Y eso había sido todo. Su madre, desde hacía muchos
años, había instalado una grabadora de llamadas y allí estaba la grabación. La
habían puesto un par de veces para que todos la escucharan. Era una voz de
hombre, distorsionada, quizás por algún pañuelo. Se escuchaba lejana y
distante.
Anamaría, con los nervios de punta y sintiendo que
las piernas se le doblaban a cada paso llamó a Carlos Alberto y le contó todo:
—Han secuestrado a papá.
Del otro lado, como si lo que acabara de escuchar
no fuera posible, Carlos Alberto hizo una larga pausa y luego sin esperar más
le dijo:
—Voy para allá ¿Estás en El Hatillo?
—Sí.
—Llego en una hora.
Y colgó.
En menos de una hora, Carlos Alberto había llegado
y encontrado en la puerta principal una grulla de periodistas. También había un
pickup verde característico de las Policía Nacional. Al verle acercarse uno de
los militares se le acercó.
—Buenos días, caballero –le saludó el oficial, pues
llevaba sus galones en la manga de la camisa—. ¿Es usted pariente del señor
plagiado?
Carlos Alberto que no sabía nada de nada iba a
contestarle que no cuando recordó que en tales casos lo mejor era mantenerse al
margen. Lo único que dijo fue:
—Cuando sepamos algo se los comunicaremos.

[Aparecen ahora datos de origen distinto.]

PR #1072, opened 2026-02-19
Add workflow to run full test suite on GHA.

mauritsvanrees:
This is a continuation from [PR 1071](https://github.com/plone/buildout.coredev/pull/1071). Especially see [this comment](https://github.com/plone/buildout.coredev/pull/1071#issuecomment-3926570133) on what did not yet work at that time.

As a start, we use Python 3.13.  Later we can move this to 3.14.  Then we have this as long as 3.14 does not work on Jenkins. For Jenkins, see https://github.com/plone/jenkins.plone.org/issues/384.

### DIFF
--- a/.github/workflows/full-shared.yml
+++ b/.github/workflows/full-shared.yml
@@ -1,0 +1,59 @@
+name: "Shared setup for running full tests"
+
+on:
+  workflow_call:
+    inputs:
+      python-version:
+        required: false
+        type: string
+        default: "3.14"
+      prepare-command:
+        required: false
+        type: string
+        default: ""
+      test-command:
+        required: false
+        type: string
+        default: "make test"
+
+jobs:
+  test:
+    name: test
+    runs-on: ubuntu-latest
+    env:
+        PYTHONWARNINGS: ignore
+        GIT_CLONE_DEPTH: 1
+        CHAMELEON_CACHE: 'chameleon_cache'
+        zope_i18n_compile_mo_files: 'true'
+        ROBOTSUITE_LOGLEVEL: ERROR
+        ROBOTSUITE_PREFIX: ONLYROBOT
+    steps:
+    - name: OS packages
+      run:
+        sudo apt-get update && sudo apt-get install -y wv poppler-utils pdftohtml gettext
+    - name: locale
+      # needed for CMFPlone testUnicodeSplitter test on Ubuntu
+      run: |
+        sudo locale-gen nl_NL@euro
+        sudo update-locale
+    - uses: actions/checkout@v4
+    - name: Set up Python ${{ inputs.python-version}}
+      uses: actions/setup-python@v5
+      with:
+        python-version: ${{ inputs.python-version}}
+        cache: 'pip'
+    - name: Create Chameleon cache dir
+      run: |
+        mkdir -p "${CHAMELEON_CACHE}"
+    - name: Install
+      # Run 'make install' twice. Usually the second run still does something.
+      run: |
+        make install
+        make install
+    - name: Prepare
+      if: ${{ inputs.prepare-command }}
+      run: |
+        ${{ inputs.prepare-command }}
+    - name: Test
+      run: |
+        ${{ inputs.test-command }}
--- a/.github/workflows/run-full-test.yml
+++ b/.github/workflows/run-full-test.yml
@@ -1,5 +1,10 @@
 name: Run full test suite
-on: push
+on:
+  push:
+    branches:
+      - "6.2"
+  pull_request:
+  workflow_dispatch:
 jobs:
   testfunctional:
     name: ${{ matrix.python-version }} ${{ matrix.module }} functional
--- a/.github/workflows/run-full-test.yml
+++ b/.github/workflows/run-full-test.yml
@@ -1,0 +1,39 @@
+name: Run full test suite
+on: push
+jobs:
+  testfunctional:
+    name: ${{ matrix.python-version }} ${{ matrix.module }} functional
+    strategy:
+      matrix:
+        python-version:
+        - "3.13"
+        - "3.14"
+        module:
+        - Products.CMFPlone
+        - plone.app
+        - "!Products -m !plone.app"
+    uses: ./.github/workflows/full-shared.yml
+    with:
+      python-version: ${{ matrix.python-version }}
+      # Note: the ubuntu-latest runners have 4 cpus, so we could run tests in
+      # parallel by adding '-j 4' to the TEST_ARGS.  But this can lead to a
+      # strange error in zope.i18n.zcml.registerTranslations:
+      # struct.error: unpack requires a buffer of 4 bytes
+      test-command: make test TEST_ARGS='-f -m ${{ matrix.module }}'
+
+  testrobot:
+    name: ${{ matrix.python-version }} ${{ matrix.module }} robots
+    strategy:
+      matrix:
+        python-version:
+        - "3.13"
+        - "3.14"
+        module:
+        - Products.CMFPlone
+        - "!Products.CMFPlone"
+    uses: ./.github/workflows/full-shared.yml
+    with:
+      python-version: ${{ matrix.python-version }}
+      prepare-command: make rfbrowser
+      # Note: robot tests should not be run in parallel.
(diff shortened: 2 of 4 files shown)


mauritsvanrees:
Yes, it works on Python 3.13:

* Running [all tests except robot](https://github.com/plone/buildout.coredev/actions/runs/22180002689/job/64138544831?pr=1072): "Total: 9463 tests, 0 failures, 0 errors and 37 skipped in 38 minutes 40.792 seconds."
* Running [robot tests](https://github.com/plone/buildout.coredev/actions/runs/22180002689/job/64138544850?pr=1072): "Total: 184 tests, 0 failures, 0 errors and 0 skipped in 9 minutes 9.142 seconds."

Those are the same test numbers as I see on Jenkins.  On Jenkins the robot tests are a few seconds slower, and the other tests are one minute faster.  That difference is negligible.

Now we could try it on 3.14.  This needs at least [one CMFPlone PR](https://github.com/plone/Products.CMFPlone/pull/4280) to be merged first.  Maybe more.

And then we can see if we want to keep it like this.  It does not seem so attractive (and a bit wasteful) to have to wait for a job that takes 38 minutes.  We could change that one to use `TEST_PACKAGE=Products.CMFPlone`.  At least for true coredev PRs that would be better: if I change a few version pins I am already happy if the buildout finishes correctly, especially if these are versions from `versions-extra.cfg`.  When a commit to 6.2 is done, we could still run all tests, at least as long as 3.14 does not work on Jenkins.

For now I marked this PR as draft.

mauritsvanrees:
Alright!   All tests on Python 3.14 pass:

* [testall job](https://github.com/plone/buildout.coredev/actions/runs/22312952880/job/64549786413#step:7:1286): Total: 9485 tests, 0 failures, 0 errors and 40 skipped in 39 minutes 34.284 seconds.
* [testrobot job](https://github.com/plone/buildout.coredev/actions/runs/22312952880/job/64549786231#step:7:120): Total: 184 tests, 0 failures, 0 errors and 0 skipped in 9 minutes 22.097 seconds.

davisagli:
@mauritsvanrees Nice work!

gforcada:
Oh wow, that's very nice! 🌟 

Do we have unlimited runner minutes? 🤔

mauritsvanrees:
> Oh wow, that's very nice! 🌟

Thanks.
 
> Do we have unlimited runner minutes? 🤔

Should be unlimited, as this is a public repository:
https://docs.github.com/en/billing/concepts/product-billing/github-actions

davisagli:
Do the runners have multiple CPUs? Can we speed things up by running multiple layers in parallel with the `-j` option?

mauritsvanrees:
I am testing some stuff on a separate branch [`maurits-fun-full-tests-on-gha-shared`](https://github.com/plone/buildout.coredev/tree/refs/heads/maurits-fun-full-tests-on-gha-shared) (no PR), with all other workflows removed.  I have split the full tests up into [four jobs](https://github.com/plone/buildout.coredev/blob/refs/heads/maurits-fun-full-tests-on-gha-shared/.github/workflows/run-full-test.yml), like this:

* functional Products tests (about 2600)
* functional plone.app tests (about 2300)
* functional other tests (about 2400)
* robot tests (184 tests)
* no pure unit tests, as they are handled already in the other workflows

Here is the [latest test run](https://github.com/plone/buildout.coredev/actions/runs/22356347508).
This shows that the `plone.app` tests take half an hour, which I did not expect.
I am experimenting a bit locally to see if I can make a more balanced split.

> Do the runners have multiple CPUs? Can we speed things up by running multiple layers in parallel with the `-j` option?

The [docs say](https://docs.github.com/en/actions/reference/runners/github-hosted-runners) that `ubuntu-latest` which we use has 4 CPUs.  So that is worth a try.

gforcada:
I see that `plone.app.layout` also takes quite some time:

```
Running plone.app.layout.testing.plone.app.layout:Integration tests:
  Tear down plone.app.layout.testing.plone.app.layout:Functional in 0.000 seconds.
  Set up plone.app.layout.testing.plone.app.layout:Integration in 0.000 seconds.
  Ran 139 tests with 0 failures, 0 errors and 0 skipped in 9 minutes 20.090 seconds.
```

mauritsvanrees:
Yes, I noticed `plone.app.layout` as well.  Locally `test_first_page_has_batch_size_count_items` takes 1 minute 40 seconds.

mauritsvanrees:
After our fixes to multilingual and layout, the `plone.app` tests on my other branch are [much faster](https://github.com/plone/buildout.coredev/actions/runs/22388583602), going from 30 minutes down to almost 7:

Screenshot 2026-02-25 at 10 39 11

Now I am trying out running the tests in parallel with 4 threads, and two extra jobs.  See [this run](https://github.com/plone/buildout.coredev/actions/runs/22389533090):

Screenshot 2026-02-25 at 10 39 37

This does not have that much of an effect.  The Products tests go from 5 and a half to 4 minutes, but the rest are more or less the same.  The Robot tests without parallelisation were also a bit faster this time, so there is some random influence as well.  I suppose even small gains are nice here, so we can keep it.

I tried the Robot tests in parallel as well.  I already thought this may not work, and indeed it does not.  The errors are a bit weird though, with `gettext` not able to [parse a translation file](https://github.com/plone/buildout.coredev/actions/runs/22389533090/job/64807731489#step:9:84).  Anyway, let's not run the robot tests in parallel.

For comparison I added a job for running all tests (except robot) in parallel, without the packages split up, and that takes 15 minutes.  Even after the speed up of multilingual/layout, this is still long.  So the split is good.

Let me try a bit more and then update the current branch.

mauritsvanrees:
This is working now.  I have added a matrix and am running tests on 3.13 and 3.14.  I have added documentation in `README-make.md` with lots of examples, taking some hints from what @wesleybl wrote in his PR #1059.  I have rebased and force pushed to make the history cleaner.

Ready for review, and can be merged.

.github/workflows/full-shared.yml
```diff
@@ -0,0 +1,59 @@
...
+        python-version: ${{ inputs.python-version}}
+        cache: 'pip'
+    - name: Create Chameleon cache dir
+      run: |
+        mkdir -p "${CHAMELEON_CACHE}"
+    - name: Install
+      # Run 'make install' twice. Usually the second run still does something.
+      run: |
+        make install
+        make install
```
gforcada, line 52: twice on purpose? 🤔

.github/workflows/run-full-test.yml
```diff
@@ -0,0 +1,44 @@
...
+    name: ${{ matrix.python-version }} ${{ matrix.module }} functional
+    strategy:
+      matrix:
+        python-version:
+        - "3.13"
+        - "3.14"
+        module:
+        - Products.CMFPlone
+        - plone.app
+        - "!Products -m !plone.app"
```
gforcada, line 19: The only `Products` tests that we have are on CMFPlone only? Otherwise we would be skipping them, or? 🤔

gforcada (approved):
Very nice! 🌟 

I only have two minor questions 👍🏾

.github/workflows/full-shared.yml
mauritsvanrees: Yes, on purpose.  If you `make clean` locally and then `make install`, then the next `make install` still usually does something.  Ideally this should not be the case: some improvement to the mxmake setup may be possible.  But that is outside the range of this PR.

.github/workflows/run-full-test.yml
mauritsvanrees: Oops, my bad.  That was meant to be the same in both cases.
Fixed in bd631a239e8f43425c1c66712dc775fa064742b6 by having `Products` in both cases.  Picking `Products.CMFPlone` would be fine as well.

.github/workflows/full-shared.yml
wesleybl: It's best to leave a comment, because other people might think it's a mistake.

mauritsvanrees: There already is a comment:

```
# Run 'make install' twice. Usually the second run still does something.
```

gforcada (approved):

—Por favor –dijo el Oficial que tenía una plaquita
con el apellido “Cuello”— dígale a la señora que estamos a la orden. Nos ha
mandado el presidente de la república con órdenes expresas de ayudar a la
familia
—Se lo diré –dijo secamente.
Apenas abrieron el portón varios periodistas
trataron de ingresar a la propiedad. De inmediato, a una señal del oficial
Cuello, los militares formaron una barrera para impedírselo. Carlos Alberto le
hizo una seña de agradecimiento al militar y entró. Detrás de él escuchó las
típicas protestas de los periodistas sobre el derecho a la información que
tenía el pueblo, y un policía informándoles también del derecho a la privacidad
de las personas.
Dejó su auto detrás de una fila que llegaba casi a
la mitad del trayecto. Por lo visto ya se habían congregado allí todos los
familiares y amigos y demás conocidos de la familia para dar sus muestras de
condolencia o lo que fuera que se daba en esos casos.
Carlos Alberto dejó su auto justo detrás del último
y avanzó con pasos rápidos hacia la casa.

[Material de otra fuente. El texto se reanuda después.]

PR #338, opened 2017-05-19
Validate trim aoi

feenster:


server/api/grid_apis.py
```diff
@@ -72,6 +73,8 @@ def put(self):
         try:
             grid = GridService.trim_grid_to_aoi(grid_dto)
             return grid, 200
+        except (InvalidGeoJson) as e:
```
hunt3ri: No brackets need around the exception

server/api/grid_apis.py
```diff
@@ -72,6 +73,8 @@ def put(self):
...
+            return {"error": f'{str(e)}'},
```
hunt3ri: You need to return a 400 status here.

server/services/grid_service.py
```diff
@@ -32,6 +33,15 @@ def trim_grid_to_aoi(grid_dto: GridDTO) -> geojson.FeatureCollection:
 
         # create a shapely shape from the aoi
         aoi_multi_polygon_geojson = GridService.merge_to_multi_polygon(aoi, dissolve=True)
+
```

Saludó y fue reconocido sólo por Alma Beatriz y sus
hijos que estaban al fondo del salón. Las demás, para él, eran caras tan
desconocidas como lo podrían ser las miles de caras que se aprecian en medio de
una multitud.
La muchacha, después de saludarlo, lo llevó al
segundo piso donde estaba Anamaría. Ésta al verlo se levantó de la silla donde
estaba contemplando hacia afuera con tristeza. Fue hacia él y lo abrazó
llorando.
Se sentaron uno junto al otro abrazados, la hija
miró la escena y pidió disculpas. Se llevó a sus hijos y bajó hacia el primer
piso.
—Cuéntame todo lo ocurrido –le pidió él con
solicitud.
Ella le contó todo lo que sabía.
—Diez millones de lempiras –dijo Carlos como
hablando para sí mismo—. No se andan por las ramas.
—Ya nos pusimos en contacto con el administrador
de papá. Quedó de llamar dentro de una
hora.
Guardaron silencio. Porque ¿Qué se puede decir en
casos como estos? Se abrazaron y esperaron juntos los acontecimientos.
El primero problema con el cual se encuentran las
personas que han sufrido un plagio es justamente ese: la inmovilidad. Es como
un shock que va directo a todos los sentidos dejándolos inmóviles y casi
inútiles.
—Oliver –dijo de repente Anamaría.
Carlos Alberto se quedó mirándola como si acabara
de decir una palabra sin sentido.
—¿Perdón? –dijo él.
—Oliver Pavón, el detective –repitió Anamaría con
más firmeza—. Él puede ayudarnos.
—¿Quién es Oliver Pavón?
—El detective que encontró a los niños que cayeron
en el pozo y ha resuelto muchos casos de secuestros.
—¿Un detective?
—Sí –dijo con exasperación, pero con energía
Anamaría poniéndose en pie—, él puede ayudarnos.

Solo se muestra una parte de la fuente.